# ASSIGNMENT:
Your answer must contain each line of the data, copied exactly.

━━━ PROVIDED ENTRIES

Issue #4929, opened 2022-07-20
Remove the configurator object


steeling:
The configurator object essentially provides 2 useful methods:

1. GetMeshConfig
2. GetOSMNamespace

These 2 methods should be moved to the pkg/providers/kube client object.

The rest of the methods are convenience field accessors on the MeshConfig object itself. These can be moved to the meshconfig object, such that new calls will be:

provider.GetMeshConfig().GetServiceValidityDuration().

This is part of #4863

PR #4953, opened 2022-07-29
Migrate MeshConfig Getters out of the configurator

steeling:
Move the MeshConfig getters onto the meshconfig itself, and out of the configurator class. This is part of [#4929](https://github.com/openservicemesh/osm/issues/4929), and will make it simpler to move the remaining methods into the k8s controller.

It makes the interface significantly smaller


shashankram (dismissed):
I believe we discussed the idea of moving the Configurator implementation into the autogenerated API code part in the past, and I was against this for several reasons:
1. It results in extra maintenance, as every time a new API version is added/updated/removed, we have to manually copy over these non-autogenerated code over. I think it's best to keep the autogenerated code separate and keep custom wrapper implementations used by the controller within the controller code, and not `pkg/apis`.
2. This couples controller defaults and fallback behavior (on nil, empty strings, etc.) into the API code. I would argue this is confusing from an API perspective, as such defaults should be correctly encoded in the API. For e.g., when the init container image is unset, it returns `OSM_DEFAULT_INIT_CONTAINER_IMAGE`. This behavior is not intuitive from an API perspective. Such instances are better handled within the controller code.
3. I don't believe we need to expose multiple sub-fields via methods on a large type such as `MeshConfig`. Clients can directly reference the fields regardless of the nesting level. We should aim to reduce the number of accessors exposed. For e.g., the k8s `corev1.Pod` doesn't have unnecessary wrappers that client implementations may require. I would suggest following the k8s API style for the Go types as much as possible.

Can we first make a pass on reducing the number of getters on the Configurator type, and then see if having specific accessors makes sense?

steeling:
> I believe we discussed the idea of moving the Configurator implementation into the autogenerated API code part in the past, and I was against this for several reasons:
> 
> 1. It results in extra maintenance, as every time a new API version is added/updated/removed, we have to manually copy over these non-autogenerated code over. I think it's best to keep the autogenerated code separate and keep custom wrapper implementations used by the controller within the controller code, and not `pkg/apis`.
> 2. This couples controller defaults and fallback behavior (on nil, empty strings, etc.) into the API code. I would argue this is confusing from an API perspective, as such defaults should be correctly encoded in the API. For e.g., when the init container image is unset, it returns `OSM_DEFAULT_INIT_CONTAINER_IMAGE`. This behavior is not intuitive from an API perspective. Such instances are better handled within the controller code.
> 3. I don't believe we need to expose multiple sub-fields via methods on a large type such as `MeshConfig`. Clients can directly reference the fields regardless of the nesting level. We should aim to reduce the number of accessors exposed. For e.g., the k8s `corev1.Pod` doesn't have unnecessary wrappers that client implementations may require. I would suggest following the k8s API style for the Go types as much as possible.
> 
> Can we first make a pass on reducing the number of getters on the Configurator type, and then see if having specific accessors makes sense?

done, moved remaining accessors to the utils package

pkg/k8s/events/types.go
```diff
@@ -30,7 +39,145 @@ const (
 
 // PubSubMessage represents a common messages abstraction to pass through the PubSub interface
 type PubSubMessage struct {
-	Kind   announcements.Kind
+	Kind   Kind
+	Type   EventType
 	OldObj interface{}
 	NewObj interface{}
 }
+
```
shashankram, line 47: Are these event related changes accidentally included in this PR?

shashankram (commented):
Could you drop the event related changes in this PR as I believe that is unrelated to the MeshConfig changes.

pkg/k8s/events/types.go
steeling: Those got caught in here somehow. I'll  fix once https://github.com/openservicemesh/osm/pull/4939 is submitted

steeling:
> Could you drop the event related changes in this PR as I believe that is unrelated to the MeshConfig changes.

rebased and ready to go!

keithmattix (approved):
Looks like this is functionally a no-op, so I'm approving

pkg/utils/mesh_config.go
```diff
@@ -0,0 +1,152 @@
...
+
+const (
+	// defaultServiceCertValidityDuration is the default validity duration for service certificates
+	defaultServiceCertValidityDuration = 24 * time.Hour
+
+	// defaultIngressGatewayCertValidityDuration is the default validity duration for ingress gateway certificates
+	defaultIngressGatewayCertValidityDuration = 24 * time.Hour
+
+	// DefaultCertKeyBitSize is the default certificate key bit size
+	DefaultCertKeyBitSize = 2048
```
allenlsy, line 22: nit: no need to export this?

allenlsy (approved):

pkg/utils/mesh_config.go
steeling: good call, fixed

shashankram (approved):

jaellio (approved):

━━━━━━

# EXPECTED ANSWER:
Issue #4929, opened 2022-07-20
Remove the configurator object


steeling:
The configurator object essentially provides 2 useful methods:

1. GetMeshConfig
2. GetOSMNamespace

These 2 methods should be moved to the pkg/providers/kube client object.

The rest of the methods are convenience field accessors on the MeshConfig object itself. These can be moved to the meshconfig object, such that new calls will be:

provider.GetMeshConfig().GetServiceValidityDuration().

This is part of #4863

PR #4953, opened 2022-07-29
Migrate MeshConfig Getters out of the configurator

steeling:
Move the MeshConfig getters onto the meshconfig itself, and out of the configurator class. This is part of [#4929](https://github.com/openservicemesh/osm/issues/4929), and will make it simpler to move the remaining methods into the k8s controller.

It makes the interface significantly smaller


shashankram (dismissed):
I believe we discussed the idea of moving the Configurator implementation into the autogenerated API code part in the past, and I was against this for several reasons:
1. It results in extra maintenance, as every time a new API version is added/updated/removed, we have to manually copy over these non-autogenerated code over. I think it's best to keep the autogenerated code separate and keep custom wrapper implementations used by the controller within the controller code, and not `pkg/apis`.
2. This couples controller defaults and fallback behavior (on nil, empty strings, etc.) into the API code. I would argue this is confusing from an API perspective, as such defaults should be correctly encoded in the API. For e.g., when the init container image is unset, it returns `OSM_DEFAULT_INIT_CONTAINER_IMAGE`. This behavior is not intuitive from an API perspective. Such instances are better handled within the controller code.
3. I don't believe we need to expose multiple sub-fields via methods on a large type such as `MeshConfig`. Clients can directly reference the fields regardless of the nesting level. We should aim to reduce the number of accessors exposed. For e.g., the k8s `corev1.Pod` doesn't have unnecessary wrappers that client implementations may require. I would suggest following the k8s API style for the Go types as much as possible.

Can we first make a pass on reducing the number of getters on the Configurator type, and then see if having specific accessors makes sense?

steeling:
> I believe we discussed the idea of moving the Configurator implementation into the autogenerated API code part in the past, and I was against this for several reasons:
> 
> 1. It results in extra maintenance, as every time a new API version is added/updated/removed, we have to manually copy over these non-autogenerated code over. I think it's best to keep the autogenerated code separate and keep custom wrapper implementations used by the controller within the controller code, and not `pkg/apis`.
> 2. This couples controller defaults and fallback behavior (on nil, empty strings, etc.) into the API code. I would argue this is confusing from an API perspective, as such defaults should be correctly encoded in the API. For e.g., when the init container image is unset, it returns `OSM_DEFAULT_INIT_CONTAINER_IMAGE`. This behavior is not intuitive from an API perspective. Such instances are better handled within the controller code.
> 3. I don't believe we need to expose multiple sub-fields via methods on a large type such as `MeshConfig`. Clients can directly reference the fields regardless of the nesting level. We should aim to reduce the number of accessors exposed. For e.g., the k8s `corev1.Pod` doesn't have unnecessary wrappers that client implementations may require. I would suggest following the k8s API style for the Go types as much as possible.
> 
> Can we first make a pass on reducing the number of getters on the Configurator type, and then see if having specific accessors makes sense?

done, moved remaining accessors to the utils package

pkg/k8s/events/types.go
```diff
@@ -30,7 +39,145 @@ const (
 
 // PubSubMessage represents a common messages abstraction to pass through the PubSub interface
 type PubSubMessage struct {
-	Kind   announcements.Kind
+	Kind   Kind
+	Type   EventType
 	OldObj interface{}
 	NewObj interface{}
 }
+
```
shashankram, line 47: Are these event related changes accidentally included in this PR?

shashankram (commented):
Could you drop the event related changes in this PR as I believe that is unrelated to the MeshConfig changes.

pkg/k8s/events/types.go
steeling: Those got caught in here somehow. I'll  fix once https://github.com/openservicemesh/osm/pull/4939 is submitted

steeling:
> Could you drop the event related changes in this PR as I believe that is unrelated to the MeshConfig changes.

rebased and ready to go!

keithmattix (approved):
Looks like this is functionally a no-op, so I'm approving

pkg/utils/mesh_config.go
```diff
@@ -0,0 +1,152 @@
...
+
+const (
+	// defaultServiceCertValidityDuration is the default validity duration for service certificates
+	defaultServiceCertValidityDuration = 24 * time.Hour
+
+	// defaultIngressGatewayCertValidityDuration is the default validity duration for ingress gateway certificates
+	defaultIngressGatewayCertValidityDuration = 24 * time.Hour
+
+	// DefaultCertKeyBitSize is the default certificate key bit size
+	DefaultCertKeyBitSize = 2048
```
allenlsy, line 22: nit: no need to export this?

allenlsy (approved):

pkg/utils/mesh_config.go
steeling: good call, fixed

shashankram (approved):

jaellio (approved):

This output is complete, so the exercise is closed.